Reviewed in the United States on September 1, 2009
There is no need to repeat all of the positives stated in the product review above. It is a very solid translation, probably the best available in contemporary English. I have four minor concerns.
First, the translator adds his own commentary to the passages--and while this is mostly a good addition for the reader, sometimes he writes things like "It's a shame the Chinese Marxists didn't study this point" or the throwaway, " A very profound passage indeed!" I find such moments to be both insightful and distracting. They are insightful because it gives you a view into your translator--his prejudices, his need to always "be" in the text--and knowing things like this can help you weigh his presence as a translator, help you understand how he might be inclined to interpret if not slightly skew context, meaning, etc. They are distracting because, frankly, when reading Mengzi, you don't really want to read the translator, you don't really want to be told when a passage is profound for the translator or anyone else. And, say, if you're an expert on Chinese Marxism and the translator isn't, you might find his comments like the one noted above to be rather half-witted.
The second concern is that the translator does not reference the Hackett edition of Kongzi's Analects. I understand that the translator can do his own translations, but there are some irksome little discrepancies between how he references Kongzi and how Slingerhand translates the same passages in the Hackett Analects edition.
The third concern is that the translator believes he can deftly differentiate the true, original meaning of the text from deviances found in the Neo-Confucian tradition. This poses us with several additional concerns, two worth mentioning: a) those with an understanding of Gadamerian hermeneutics would, perhaps, be a little more demure and less likely to assert such a claim; and b) the translator assumes he starts with a pure, uncontaminated, original (sacred?) text. In all, these concerns can lead the reader to a false sense of confidence that for some, no doubt, will prove to be somewhat "Orientalist."
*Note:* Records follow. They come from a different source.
PR #2468, opened 2025-08-27
Remove the concept of top level snippets

Hejsil:
The limit of being at the beginning of the line or at the first character of a line is too limiting. In the editor I use (`kakoune`), snippets are part of the auto completion menu that pops up as I type. If I type `print`, the `print` snippet can be selected, but not if I type `std` because of this limitation.

`print`
image

`std`
image

I could not find a reason for why it works like this in any commits or the PR that implemented it, so I suggest removing it and just always provide these snippets.

### DIFF
--- a/src/features/completions.zig
+++ b/src/features/completions.zig
@@ -859,15 +859,6 @@ pub fn completionAtIndex(
     };
     const source = handle.tree.source;
 
-    // Provide `top_level_decl_data` only if `offsets.lineSliceUntilIndex(handle.tree.source, source_index).len` is
-    // 0 => Empty new line, manually triggered
-    // 1 => This is the very first char on a given line
-    const at_line_start = offsets.lineSliceUntilIndex(source, source_index).len < 2;
-    if (at_line_start) {
-        try populateSnippedCompletions(&builder, &snipped_data.top_level_decl_data);
-        return .{ .isIncomplete = false, .items = builder.completions.items };
-    }
-
     const pos_context = try Analyser.getPositionContext(arena, handle.tree, source_index, false);
 
     switch (pos_context) {
--- a/src/snippets.zig
+++ b/src/snippets.zig
@@ -8,29 +8,6 @@ pub const Snipped = struct {
     text: ?[]const u8 = null,
 };
 
-pub const top_level_decl_data = [_]Snipped{
-    .{ .label = "std", .kind = .Snippet, .text = "const std = @import(\"std\");" },
-    .{ .label = "root", .kind = .Snippet, .text = "const root = @import(\"root\");" },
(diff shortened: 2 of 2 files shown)


techatrix:
Does this patch work for you?

```diff
diff --git a/src/features/completions.zig b/src/features/completions.zig
index a7408529..731779e6 100644
--- a/src/features/completions.zig
+++ b/src/features/completions.zig
@@ -872,11 +872,9 @@ pub fn completionAtIndex(
     };
     const source = handle.tree.source;
 
-    // Provide `top_level_decl_data` only if `offsets.lineSliceUntilIndex(handle.tree.source, source_index).len` is
-    // 0 => Empty new line, manually triggered
-    // 1 => This is the very first char on a given line
-    const at_line_start = offsets.lineSliceUntilIndex(source, source_index).len < 2;
-    if (at_line_start) {
+    const line_until_index = offsets.lineSliceUntilIndex(source, source_index);
+
+    if (line_until_index.len == 0 or std.zig.isValidId(line_until_index)) {
         try populateSnippedCompletions(&builder, &snipped_data.top_level_decl_data);
         return .{ .isIncomplete = false, .items = builder.completions.items };
     }
```

Some of the top level snippets collide with the normal snippets so they can't just be copied over without further care.

Hejsil:
> Does this patch work for you?
> 
> ```diff
> diff --git a/src/features/completions.zig b/src/features/completions.zig
> index a7408529..731779e6 100644
> --- a/src/features/completions.zig
> +++ b/src/features/completions.zig
> @@ -872,11 +872,9 @@ pub fn completionAtIndex(
>      };
>      const source = handle.tree.source;
>  
> -    // Provide `top_level_decl_data` only if `offsets.lineSliceUntilIndex(handle.tree.source, source_index).len` is
> -    // 0 => Empty new line, manually triggered
> -    // 1 => This is the very first char on a given line
> -    const at_line_start = offsets.lineSliceUntilIndex(source, source_index).len < 2;
> -    if (at_line_start) {
> +    const line_until_index = offsets.lineSliceUntilIndex(source, source_index);
> +
> +    if (line_until_index.len == 0 or std.zig.isValidId(line_until_index)) {
>          try populateSnippedCompletions(&builder, &snipped_data.top_level_decl_data);
>          return .{ .isIncomplete = false, .items = builder.completions.items };
>      }
> ```

Yep, this seems to work, though I do wonder why `panic` is a completion option here
image

techatrix:
> I do wonder why `panic` is a completion option here

It's a snippet for the panic handler:
https://github.com/zigtools/zls/blob/173ad110c180145b048647a9fbf0e37b3b553138/src/snippets.zig#L26-L30

techatrix:
Closing in favor of #2482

The fourth concern is barely worth mentioning, but I will note it anyway. As the translator states in his introduction, his translation is an improvement over previous translations for several reasons, one being the addition of commentaries (including his own commentary), his resort to vernacular English, and his standardization of references to titles, units of measure, and so on (although I think he should have kept "li," and anyway, instead of using feet and inches, why not metric?). More importantly, he also notes that there are a number of passages where he has identified a mistake in previous translations, and provides an example involving king Xuan and a cow being led to slaughter. However, it would have been nice to see notations throughout the text when such moments occur, along with a brief rationale, all in all, like he does with the king Xuan example. Having those notational additions would have really embellished the scholarly value of this edition.
But I will reiterate: You're not going to find a better, more accessible English translation, and even if you can read Chinese fluently in a manner that made sense to Mengzi, you probably wouldn't get as much out of the original text as you're provided here. All translations have deficiencies. Knowing those deficiencies only improves the value of the translation.